そう言って取り出した無線機をそれぞれ確認し、近くで活動することになる班はそれぞれ周波数を合わせていた。


運搬班や包囲などに関わる班の人間は各位置に配置される班の周波数をそれぞれ確認し、記録していく。


これでどの班からどのような連絡があったのかを確認することができるようになる。統一のチャンネルを確認すればそれぞれの情報を相互に確認できる。これは時間の勝負になる今回の作戦においては非常に重要なことだった。


「これも本部からの出資で用意したものだから破損なんかは気にしなくていいよ。もちろん壊さないに越したことはないけれど、戦闘班の人間はそういうことは気にしてたら仕事ができないからね」


そう言いながら支部長は小百合の方に視線を向けた後で康太の方にも視線を向ける。


康太のような戦い方をする人間に精密機器を持たせる時点でいろいろと間違っているのだ。

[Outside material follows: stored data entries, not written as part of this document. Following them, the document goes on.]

PR #202, opened 2026-03-13
Feat/new runners

Acher0s:
**Issue(s)**

N/A

____

**Description**

New action runnners were added but they are x64, so workflow file needs to allow those to run them too.

____

**Sources**

N/A


.github/workflows/pr-staging.yml
```diff
@@ -24,8 +24,8 @@ jobs:
         working-directory: ${{ matrix.project }}
 
     steps:
-      - name: Clear Docker build cache
-        run: docker builder prune -af
+      # - name: Clear Docker build cache
+      #   run: docker builder prune -af
```
noahvsb, line 28: Why is this commented out?

Acher0s: clearing cache was a temporary solution when a cache corruption happend, it shouldn't be there under normal circumstances.

noahvsb (approved):
Thanks for clearing it up

PR #205, opened 2026-03-15
Feat/router setup

### LINKED ISSUE #106: [DEV] Public archive: Router setup
**Location**

`/frontend/src/router/

____

**Description**

Set up the application router with all required routes for the public archive website. This includes routes for: the list view (home/agenda), production detail page, series (tag) detail page, and the print uploads page. The router should support language prefixes (e.g. /nl/productions, /en/productions).

____

**Sources**

- Requirements viernulvier

trherber:
**Issue(s)**

Closes #106  — [DEV] Public archive: Router setup

____

**Description**

Sets up the application router for the public archive website with the following:
- Routes for home, productions list view, production detail and admin cms, all with language prefix support (/nl, /fr, /en)
- Redirects for routes without a language prefix (e.g. /productions → /nl/productions) 
- Automatic language detection based on localStorage (saved preference), browser language, and a default fallback
- vue-i18n integration — the active locale (currently active language) is synced with the URL on every navigation
- Admin route guard for /admin/cms
- 404 fallback for unknown routes
____

**Sources**


frontend/src/router/index.ts
```diff
@@ -0,0 +1,56 @@
...
+    if (matchedRoute.name !== RouteNames.NOT_FOUND) {
+      return next(pathWithLang);
+    }
+
+    // else, route truly doesn't exist, proceed to 404
+    return next();
+  }
+
+  // set locale based on route param
+  i18n.global.locale.value = to.params.lang as SupportedLang;
```
Simon-VdB:
```suggestion
  if (to.params.lang) {
    i18n.global.locale.value = to.params.lang as SupportedLang;
  }
```

frontend/src/i18n/index.ts
```diff
@@ -0,0 +1,45 @@
...
+ * so it can be restored on the next visit.
+ */
+export function saveLanguagePreference(lang: SupportedLang): void {
+  localStorage.setItem(STORAGE_KEY, lang);
+}
+
+/** The global vue-i18n instance. Import `i18n` to access or change the active locale. */
+export const i18n = createI18n({
+  legacy: false,
+  locale: DEFAULT_LANG,
```
Simon-VdB, line 42:
```suggestion
  locale: detectLanguage(),
```

frontend/src/views/HomeView.vue
```diff
@@ -0,0 +1,131 @@
+<template>
+  <div class="app" :class="{ dark: isDark }">
+    <nav class="navbar">
+      <div class="nav-left">
+        <a href="#" class="nav-link">{{ t("nav.home") }}</a>
```
Simon-VdB: these #'s should later be replaced by the routers, but this is more of a detail for design later on.

frontend/test/composables/useLocale.test.ts
```diff
@@ -0,0 +1,158 @@
...
+        expect(i18n.global.locale.value).toBe(lang);
+      },
+    );
+  });
+
+  // ── Router navigation ──────────────────────────────────────────────────────
+  // Verifies that setLocale() replaces the language prefix in the URL
+  // while preserving the rest of the path (e.g. /nl/productions → /fr/productions).
+
+  describe("router navigatie", () => {
```
Simon-VdB:
```suggestion
  describe("router navigation", () => {
```

frontend/test/composables/useLocale.test.ts
```diff
@@ -0,0 +1,158 @@
...
+        await flushPromises();
+        expect(router.currentRoute.value.path).toBe(`/${lang}`);
+      },
+    );
+  });
+
+  // ── All together ───────────────────────────────────────────────────────────
+  // Verifies that all three side effects fire correctly in a single setLocale() call.
+
+  describe("alles synchroon", () => {
```
Simon-VdB:
```suggestion
  describe("everything synchronous", () => {
```

Simon-VdB (changes requested):
Few minor changes, looks good overall. One question: I assume frontend/src/api and frontend/src/util are folders where helpers would go in the future? On the helpers branch I've named them slightly different, and that's no problem, but I'd say for separation of concern's sake that we don't force any naming as placeholders, if that makes any sense?

frontend/src/router/index.ts
trherber: Defensive programming is indeed cleaner, but since all valid routes always have a language prefix the falsy branch would never be hit. So I would have no test for it either, which drops branch coverage to 90%, is that okay?

frontend/src/i18n/index.ts
trherber: The guard already syncs the locale to the detected language immediately, so changing this here has little effect. It also ties the tests to the jsdom environment language. Not sure it's worth the change.

frontend/src/router/index.ts
Simon-VdB: Hmm, maybe coverage is more important then...

Simon-VdB (dismissed):

Simon-VdB (approved):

そのため多少なりとも安定した場所にいる人間がこれを持つべきだろう。班長かどうかではなくそちらの方が重要な点になりそうだった。


「支部長、この機材は防水か?」


「一応ね。けどあまりにも水に長時間沈めすぎるとさすがに壊れるかもしれないから、雨に濡れる程度にしてくれるといいかもしれない」


「了解。あまり無茶はしないようにしよう」


最近の機械では防水加工も珍しくはないが、それでも長時間水に浸し続ければどのような結果を及ぼすのかは想像に難くない。

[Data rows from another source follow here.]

PR #212, opened 2026-03-20
Scripts for importing legacy CSV data files 

### LINKED ISSUE #52: [DEV] data-import (CSV)
**Location**

`/backend/src/import/ (?)`

____

**Description**

Implement functions to import a CSV of data into the database.

____

**Sources**

### LINKED ISSUE #53: [DEV] data-import (CSV): parse and validate CSV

防水加工をしていても精密機械であることに変わりはないのだ。ちょっとした隙間から水が入って回路まで浸水してしまえば当然機械は使えなくなる。


ほとんどの魔術師は無線機や位置座標を確認できる機械の操作法を確認しながらあぁでもないこうでもないと話し合っていた。

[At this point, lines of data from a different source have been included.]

PR #219, opened 2026-03-21
add support for authorization header usage

### LINKED ISSUE #177: [DEV] allow authorization using authorization header instead of only with cookies
**Location**

`/backend/src/plugins/authorize.ts`

____

**Description**

Currently the only option to authorize is using cookies. For completeness, it would be nice to also have support for the authorization header.

____

**Sources**

You should look up the HTTP spec and information on @fastify/jwt and @fastify/cookie.

### LINKED ISSUE #203: [BUG] logout only deleted the session cookie locally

それぞれが地図とにらめっこし、他の班の人間ともコミュニケーションをとっている。


「ところで支部長、今回の戦闘、日本支部は四つの場所を攻略するわけだが、その・・・一番槍は誰が?」


一番槍、それは各点における最初に斬り込む役割を担っているものだ。戦闘班の間ではそう言った話し合いはされなかった。何せ各自が各自の考えのもと行動したほうがいいと、それぞれが考えていたからである。


だがこうして小百合や康太、真理などがいる状況を鑑みて、一番槍をだれがやるべきなのか決めておかないと味方にも被害が出ると考えたのだろう。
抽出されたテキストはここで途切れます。